Datasets for Planning Online Advertising Using Gini Indices

Please cite the following paper if you use these datasets:

There are two batches of data.  Each batch is contained in a separate zip file.  Within each zip file, you will find multiple CSV files (one per instance used in the paper).

  • GINI_SMALL.zip (81KB) – These files pertain to the data described in Section 5.1 (“Data Instances”) of the paper, and referenced by Table 2.  They were all generated with 20 campaigns and 100 viewer types (hence the common file prefix 20C100V).  Note that sometimes two or more campaigns or viewer types that have the same targeting in the bipartite graph are merged in a post-processing step, resulting in slightly fewer than 20 campaigns and 100 viewer types in some instances.  TC0001 through TC0010 refer to the ten test cases that were analyzed for each type of instance (Loose, Globally Tight, Locally Tight) in Sections 5.2-5.5 of the paper.
  • GINI_LARGE.zip (216KB) – These files pertain to the data described in Section 6.5 (“Computational Results”) of the paper, and referenced by Tables 4 and 5.  As indicated in Table 5, there are three instance sizes: small is 100C100V, medium is 100C200V, and large is 100C500V, where the code xCyV denotes an instance generated with x campaigns and y viewer types.

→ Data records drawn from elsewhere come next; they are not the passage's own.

PR #7846, opened 2025-04-26
expr: Fix regex anchor matching behavior with `REGEX_OPTION_SINGLELINE`

frendsick:
The previously used `REGEX_OPTION_NONE` allowed anchors (^) and ($) to match across newlines.

New anchor behaviors:
- `^` matches the start of the entire string (`\A`)
- `$` matches the end of the entire string (`\Z`)

The following is copied from the documentation comments of `RegexOptions::REGEX_OPTION_SINGLELINE`:

```
onig::flags::RegexOptions

pub const REGEX_OPTION_SINGLELINE: Self = REGEX_OPTION_SINGLELINE

─────────────────────────────────────────────────────────────────
`'^'` -> `'\A'`, `'$'` -> `'\Z'`
```

### DIFF
--- a/src/uu/expr/src/syntax_tree.rs
+++ b/src/uu/expr/src/syntax_tree.rs
@@ -154,7 +154,7 @@ impl StringOp {
                 let re_string = format!("{prefix}{right}");
                 let re = Regex::with_options(
                     &re_string,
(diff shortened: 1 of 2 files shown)


RenjiSann:
Clever ! Thanks !

PR #9985, opened 2026-01-02
uucore/uptime: remove unreachable code on Windows

cakebaker:
On lines 337 - 339 we have the following code:
```rust
if result == 0 || buffer.is_null() {
    continue;
}
```
On line 341 we check whether the `buffer` is not null. Due to the code above `buffer` can't be null at this point, thus the check is unnecessary and the `else` part is unreachable.
```rust
let username = if !buffer.is_null() {
    // do something
} else {
    // do something else
};
```

### DIFF
--- a/src/uucore/src/lib/features/uptime.rs
+++ b/src/uucore/src/lib/features/uptime.rs
@@ -338,13 +338,8 @@ pub fn get_nusers() -> usize {
                 continue;
             }
 
-            let username = if !buffer.is_null() {
-                let cstr = std::ffi::CStr::from_ptr(buffer as *const i8);
-                cstr.to_string_lossy().to_string()
-            } else {
-                String::new()
-            };
-            if !username.is_empty() {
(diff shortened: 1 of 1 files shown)


src/uucore/src/lib/features/uptime.rs
```diff
@@ -338,13 +338,8 @@ pub fn get_nusers() -> usize {
...
             }
 
-            let username = if !buffer.is_null() {
-                let cstr = std::ffi::CStr::from_ptr(buffer as *const i8);
-                cstr.to_string_lossy().to_string()
-            } else {
-                String::new()
-            };
-            if !username.is_empty() {
+            let cstr = std::ffi::CStr::from_ptr(buffer as *const i8);
```
xtqqczze:
```suggestion
            let cstr = std::ffi::CStr::from_ptr(buffer.cast());
```

cakebaker: Thanks, fixed.

PR #9987, opened 2026-01-02
install: fix error messages to align with GNU for cannot-stat and failed-to-remove.

### LINKED ISSUE #9934: install /dev/null /dev/full has wrong error message
```
$ uu-install /dev/null /dev/full
install: invalid target '/dev/full': No such file or directory
$gnu-install' /dev/null /dev/full
gnu-install: cannot remove '/dev/full': Permission denied
```

sgmarz:
Fixes #9934 

This PR will update the failed-to-remove error message to better align with GNU coreutils. Furthermore, it adds "cannot stat" for when looking for a file to see if it exists fails. This can fail for myriad of reasons, including permission denied.

Test: original issue request
```
$ uu-install /dev/null /dev/full
install: failed to remove existing file '/dev/full': Permission denied (os error 13)
$ gnu-install /dev/null /dev/full
install: cannot remove '/dev/full': Permission denied
```

The original issue was due to the way Rust's standard library calculates `is_file`. It only checks for *regular files* to be file, but on a UNIX configuration, the files could include block and character devices as well as a FIFO device. This patch now checks the metadata to check specifically for block, character, and FIFO devices on UNIX configurations. If the configuration is not UNIX, it reverts to the original behavior.

Test: cannot stat due to permission error
```
$ uu-install /dev/null /root/file
install: cannot stat '/root/file': Permission denied (os error 13)
$ gnu-install /dev/null /root/file
install: cannot stat '/root/file': Permission denied
```

The issue here was due to the way the `main` branch does `remove_file`. Since no checks are done before this function call, we get too granular of an error: was it due to not found or not? In this patch, there is an additional check using Rust's standard `try_exists`. This will tell us if the actual calculation of a file existing failed.

### DIFF
--- a/src/uu/install/src/install.rs
+++ b/src/uu/install/src/install.rs
@@ -24,7 +24,6 @@ use uucore::backup_control::{self, BackupMode};
 use uucore::buf_copy::copy_stream;
 use uucore::display::Quotable;
 use uucore::entries::{grp2gid, usr2uid};
-use uucore::error::UIoError;
 use uucore::error::{FromIo, UError, UResult, UUsageError};
 use uucore::fs::dir_strip_dot_for_creation;
 use uucore::perms::{Verbosity, VerbosityLevel, wrap_chown};
@@ -119,12 +118,6 @@ enum InstallError {
 
     #[error("{}", translate!("install-error-extra-operand", "operand" => .0.quote(), "usage" => .1.clone()))]
     ExtraOperand(OsString, String),
-
-    #[error("{}", translate!("install-error-failed-to-remove", "path" => .0.quote(), "error" => .1.clone()))]
-    FailedToRemove(PathBuf, String),
-
-    #[error("{}", translate!("install-error-cannot-stat", "path" => .0.quote(), "error" => .1.clone()))]
-    CannotStat(PathBuf, String),
 
     #[cfg(all(feature = "selinux", any(target_os = "linux", target_os = "android")))]
     #[error("{}", .0)]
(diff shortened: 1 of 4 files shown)


sylvestre:
lot of jobs failing

sylvestre:
please add tests to verify the errors & messages
thanks

sylvestre:
i think the rebase went wrong

ChrisDryden:
Fixed the rebase

tests/by-util/test_install.rs
```diff
@@ -119,6 +119,30 @@ fn test_install_ancestors_mode_directories() {
     assert_eq!(0o40_200_u32, at.metadata(target_dir).permissions().mode());
 }
 
+#[test]
```
ChrisDryden, line 122: The files that are being used to test do not exist on macos

src/uu/install/src/install.rs
```diff
@@ -820,6 +839,15 @@ fn copy_file(from: &Path, to: &Path) -> UResult<()> {
         }
     }
 
+    // If we don't include this check, then the `remove_file` below will fail
+    // and it will give an incorrect error message. However, if we check to
+    // see if the file exists, and it can't even be checked, this means we
+    // don't have permission to access the file, so we should return an error.
+    if let Err(to_stat) = to.try_exists() {
```
ChrisDryden: Theres the pattern .map_err_contect that wraps these into errors in a simpler way thats used in the project that would make this much cleaner

cakebaker:

PR #9994, opened 2026-01-02
perf(date): wrap stdout in BufWriter to improve batch processing

CrazyRoka:
This PR addresses a performance bottleneck when processing large numbers of dates (e.g., using `date -f large_file.txt`).

Previously, the main loop used `println!`, which locks and flushes `stdout` on every iteration. This change wraps `stdout` in a `BufWriter` and uses `writeln!`, significantly improving throughput for batch operations.


CrazyRoka:
Some CodSpeed benchmarks are showing ~30% performance improvement when system calls are included in the measurement ([link](https://codspeed.io/uutils/coreutils/runs/compare/6958050bc673ea51e84b902d..695833603b9ed45cb3388a04?uri=src%2Fuu%2Fdate%2Fbenches%2Fdate_bench.rs%3A%3Afile_iso_dates%255B10000%255D&runnerMode=Instrumentation&sectionId=benchmark-comparison-section-comparison-passed)):

image

Issue #9992, opened 2026-01-02
cksum: Handle args by clap 4 except for confliction


oech3:
`cksum` is manually handling many flags and too complex.

oech3:
@RenjiSann

RenjiSann:
The flags that are handled manually are on purpose, to have the exact same behavior as GNU.

oech3:
Needs other library to do same things?

oech3:
I guess recient few clap PRs produced some dead objects

oech3:
Is there any simple way to force-put `--untagged` on clap managed args?
Setting default value does not do what I expect.

oech3:
Should we move `clap` arg chain to 1 .rs file before/at #10082 too?
Also I'm worring about binary size by individual *.ftl s .

oech3:
Oh you already made https://github.com/uutils/coreutils/pull/10082/files#diff-def809ee2cee02c73b5de9299b74704952836901d9e67c2dd7129bc26a35213f

oech3:
Also it seems clap can restrict `--length` to non-negative integer. But it would mix 2 different error message and needs more refactoring...

oech3:
```
clap --raw --base64
error: the argument '--raw' cannot be used with '--base64'

gnu/cksum' --raw --base64
cksum: --base64 and --raw are mutually exclusive
Try gnu/cksum --help' for more information.
```
This is not my change. @RenjiSann Do you prefer later too?

RenjiSann:
To be honest, I think addressing code duplication between `cksum` and standalone binaries is the top priority right now.

I prefer to revert all the clap-argument handling stuff for now, get rid of `hashsum`, and proceed with the merge before anything else.
After that, we will have to address these:
- Add some tests for CLI validation to avoid regressions like what happened in #10092 
- Settle on what we do with extension algorithms like blake3 and SHAKExxx
- Once clap 5 is released, re-consider using it for validation if it's powerful enough for our use-case

@oech3 can you open a PR for reverting the old validation on cksum and hashsum (like `figure_out_output_format` and stuff alike) ?
Otherwise I can do it when I have the time.

oech3:
I'd like to keep overrides_with at least.

I definitely revert --check requirements.

oech3:
I'll close this until clap-rs provide powerful improvement us (maybe, it would not happen) and able to reduce many code. Sorry for noise.

PR #9996, opened 2026-01-02
cksum: Move --ckeck's deps to clap

oech3:


oech3:
@RenjiSann #9992 I think this and #9998 is OK at least for:
```
  --check

Usage: hashsum --<digest> [OPTIONS]... [FILE]...

```

RenjiSann:
Fine by me 👍, if clap ever allows to set a message when the "required" is missing, we can use it to make the error more explicit

PR #9997, opened 2026-01-02
date: avoid double parsing when resolving timezone abbreviations

CrazyRoka:
Previously, `resolve_tz_abbreviation` would parse a date string to calculate the timezone offset, format the result back into a string, and return it. The calling function `parse_date` would then parse this string a second time.

This change modifies `resolve_tz_abbreviation` to return an `Option<Zoned>` directly. If the abbreviation logic succeeds, we avoid the second parsing step and the intermediate string allocations, significantly improving performance for inputs containing timezone abbreviations (e.g., "EST").


sylvestre:
impressive perf win

PR #9998, opened 2026-01-02
hashsum: Move --ckeck's deps to clap

oech3:
Even we discard `hashsum` soon, we should keep clean its codebase nad near with `cksum`.


oech3:
Should not change the meaning, but patch for test suite might needed for this.

PR #9999, opened 2026-01-02
cksum: Move handle_tag_text_binary_flags to clap

oech3:
Does not change the meaning:
```
  --untagged

Usage: cksum [OPTIONS] [FILE]...

```
#9992


oech3:
`--tag --text` should fail. But it is also something clap can manage.

oech3:
Local `cargo fmt` sometime does not supress clippy...

Issue #10003, opened 2026-01-03
uudoc: Missing H2 header for "Examples" section


hwhsu1231:
### Problem Description

Until [0.3.0](https://github.com/uutils/coreutils/blob/0.3.0/src/bin/uudoc.rs#L448) tag, `uudoc` generated the "Examples" section for each utility using the `## Examples` syntax. However, starting from [0.4.0](https://github.com/uutils/coreutils/blob/0.4.0/src/bin/uudoc.rs#L576) tag, it was changed to output plain text `Examples` without the hashes.

As a result, "Examples" is no longer rendered as an H2 header in the generated `.md` files. Ideally, it should maintain a consistent H2 format, similar to the "Options" section.

### Other Information

Currently, the header for "Options" is using HTML tags. To ensure compatibility with `mdbook-i18n-helpers` for content extraction and translation, it would be better to format both "Options" and "Examples" headers using standard Markdown syntax (`##`).

PR #10004, opened 2026-01-03
style(uudoc): update header formatting for options and examples

hwhsu1231:
Adjust the formatting of the options and examples sections in the uudoc output to use Markdown headers:

- Change `<h2>Options</h2>` to `## Options`
- Change `Examples` to `## Examples`
- Add regression test to prevent reverting to HTML headers

Close: #10003

### DIFF
--- a/src/bin/uudoc.rs
+++ b/src/bin/uudoc.rs
@@ -465,7 +465,9 @@ impl MDWriter<'_, '_> {
     /// # Errors
     /// Returns an error if the writer fails.
     fn options(&mut self) -> io::Result<()> {
-        writeln!(self.w, "<h2>Options</h2>")?;
+        writeln!(self.w)?;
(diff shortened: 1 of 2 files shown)


sylvestre:
I don't know if we have unit tests for this but if we do, could you please add a test to make sure we don't regress? Thanks

hwhsu1231:
> I don't know if we have unit tests for this but if we do, could you please add a test to make sure we don't regress? Thanks

@sylvestre Done.

sylvestre:
many jobs are failing

hwhsu1231:
@sylvestre I just squashed the commits into a single one and force-pushed. All the CI checks should pass now.

hwhsu1231:
@sylvestre Please help me approve workflows.

PR #10030, opened 2026-01-03
cp: Fix perm race

### LINKED ISSUE #10011: cp permission race
## Component
`cp`

## Description
uutils cp creates destination files with umask-derived permissions (e.g., 0644) before tightening to the final mode (e.g., 0600). This creates a race window where another user can open the file before permissions are restricted. Once opened, the file descriptor remains valid even after chmod runs.

GNU cp avoids this by creating the destination with restrictive permissions from the start using O_EXCL, then applying the final mode. The destination never exists with broader permissions than intended.

## Test / Reproduction Steps

I won't bother you with a very hard to hit race script, but easy to prove with:

```bash
strace -e openat,fchmod,chmod cp /tmp/a.txt /tmp/b.txt
```

## Impact

This is an information disclosure issue in shared directories like /tmp when copying files that should remain private.

max-amb:
Fixes #10011

### DIFF
--- a/src/uu/cp/src/cp.rs
+++ b/src/uu/cp/src/cp.rs
@@ -825,7 +825,7 @@ pub fn uumain(args: impl uucore::Args) -> UResult<()> {
         .map(|v| v.map(PathBuf::from).collect())
         .unwrap_or_default();
 
-    let (sources, target) = parse_path_args(paths, &options)?;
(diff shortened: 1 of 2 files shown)


sylvestre:
Please don't open pr with unfinished code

Both batches of data are similar, in that they contain the following three files for each instance:

  • CAMPAIGN.CSV – Contains key campaign-related data.  The fields (in order) are the campaign identifier (paper notation: j), the impression goal (paper notation: demand d_j), and the shortfall penalty (paper notation: p_j).
  • VIEWERTYPE.CSV – Contains key audience segment-related data.  The fields (in order) are the audience segment identifier (paper notation: i), and the supply measured in impressions (paper notation: s_j)
  • TARGETING.CSV – Provides a list of (audience segment, campaign) pairs whose links in the underlying bipartite graph define the targeting of all campaigns in the instance.  The fields (in order) are the audience segment identifier (paper notation: i), the campaign identifier (paper notation: j), and finally a dummy column of all 1’s (to indicate the presence of a link in the bipartite graph).

In addition, the small batch used in Section 5.1 of the paper has a fourth file per instance:

  • SLACKPRICE.CSV – Contains additional audience segment-related data used to define the outside option price, as described in Section 5.5 and illustrated in Figure 7.  The fields (in order) are the audience segment identifier (paper notation: i), and the price of selling these impressions to an outside option (paper notation: \tilde{\beta_i}).

Notes:

  • Floating point quantities may be expressed using scientific notation, i.e., 2.80512E3 is equivalent to 2805.12.